Collected data entries ->
───

Issue #4009, opened 2018-03-13
Deprecate auto-appending `px` in 3.4.0?


mgol:
### Description ###
In 4.0 I plan to take a stab at #2795. I think, though, we should try to deprecate auto-adding `px` earlier than that. This may not require changes in jQuery itself but on the API pages & in Migrate but I'd like to discuss the approach before doing the work.

One question - do we want to deprecate auto-adding `px` altogether or just for the properties we will stop auto-adding for? (i.e. not some most common ones like `width`) Deprecating all of that would go towards the ideal goal but might trigger warnings on the vast majority of projects so perhaps it'd be less invasive to not do it on the ones we will auto-fix.

### Link to test case ###
N/A

mgol:
We have a migrate ticket ready so this can be closed; there's nothing to do in Core for this deprecation code-wise.

PR #4053, opened 2018-04-23
WIP CSS: Don't automatically add "px" to properties with a few exceptions

mgol:
### Summary ###

Don't automatically add "px" to properties with a few exceptions

Fixes gh-2795
Ref gh-4009

### Checklist ###

### DIFF
--- a/src/css/var/autoPx.js
+++ b/src/css/var/autoPx.js
@@ -1,0 +1,38 @@
+define( function() {
+
+"use strict";
+
+return {
+	margin: true,
+	border: true,
+	padding: true,
+	top: true,
+	right: true,
+	bottom: true,
+	left: true,
+	width: true,
+	height: true,
+	minWidth: true,
+	minHeight: true,
+	maxWidth: true,
+	maxHeight: true,
+	marginTop: true,
+	marginRight: true,
+	marginBottom: true,
+	marginLeft: true,
+	borderTopWidth: true,
+	borderTop: true,
+	borderRightWidth: true,
+	borderRight: true,
+	borderBottomWidth: true,
+	borderBottom: true,
+	borderLeftWidth: true,
+	borderLeft: true,
+	borderWidth: true,
+	paddingTop: true,
+	paddingRight: true,
+	paddingBottom: true,
+	paddingLeft: true
+};
+
+} );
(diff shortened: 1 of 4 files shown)


mgol:
This is WIP as it still needs more tests.

@dmethvin I noticed my regex from https://gist.github.com/mgol/c14fcffb24cf9c2f08eca519f4dabd90 didn't catch a few things like `margin` or `marginTop` and I wasn't able to compress the full list in a regex or a short function so I included the whole list in the end.

mgol:
This adds 120 bytes, quite a lot. :/ I'd appreciate ideas to reduce the size.

src/css/var/autoPx.js
```diff
@@ -0,0 +1,63 @@
+define( function() {
+
+"use strict";
+
+return {
```
gvanderest: As there's a lot of repetition here, would it be possible to build this using a combination of a few keywords?  

Granted this file should probably be static, but: a handful of these are permutations of ["margin","border","padding"] + [...direction...] + ["", "width", "height"] and some form of population function for those combinations could happen?

gvanderest: Additionally, as the constant "true" is used in all these cases-- could the number `1` be used instead to reduce space?

dmethvin: Between Uglify and the zgip compression, many of these things go away. We don't generally care about the unminified size so things like `true` to `1` don't help. It's hard to know for sure if it's smaller after min+gzip unless you do the permutations and see what happens.

mgol: @gvanderest In addition to what @dmethvin said, in JS there's no way to quickly compute a list of all props with a certain prefix, infix & suffix; we'd need to add a triple for-loop and that adds size, not reduces it.

Instead of constructing a list you can create a regexp but the conditions here are irregular enough that the regex would still be quite large. That said, I worked on it a little more and I have an alternative regex-based approach that matches more than we need but still a finite number of values so maybe it's OK. See #4055.

mgol:
I've submitted an alternative version of this PR, see #4055.

src/css/var/autoPx.js
mgol: I updated the PR, there were way too many properties listed here. It's +43 bytes now.

mgol:
Closing this in favor of #4055.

───

WORK INSTRUCTION ->
Set down exactly the lines of the data above, beginning with the line that has "PR #4053, opened 2018-04-23" and ending with the line that has "This is WIP as it still needs more tests.", and no others.

TASK ANSWER ->
PR #4053, opened 2018-04-23
WIP CSS: Don't automatically add "px" to properties with a few exceptions

mgol:
### Summary ###

Don't automatically add "px" to properties with a few exceptions

Fixes gh-2795
Ref gh-4009

### Checklist ###

### DIFF
--- a/src/css/var/autoPx.js
+++ b/src/css/var/autoPx.js
@@ -1,0 +1,38 @@
+define( function() {
+
+"use strict";
+
+return {
+	margin: true,
+	border: true,
+	padding: true,
+	top: true,
+	right: true,
+	bottom: true,
+	left: true,
+	width: true,
+	height: true,
+	minWidth: true,
+	minHeight: true,
+	maxWidth: true,
+	maxHeight: true,
+	marginTop: true,
+	marginRight: true,
+	marginBottom: true,
+	marginLeft: true,
+	borderTopWidth: true,
+	borderTop: true,
+	borderRightWidth: true,
+	borderRight: true,
+	borderBottomWidth: true,
+	borderBottom: true,
+	borderLeftWidth: true,
+	borderLeft: true,
+	borderWidth: true,
+	paddingTop: true,
+	paddingRight: true,
+	paddingBottom: true,
+	paddingLeft: true
+};
+
+} );
(diff shortened: 1 of 4 files shown)


mgol:
This is WIP as it still needs more tests.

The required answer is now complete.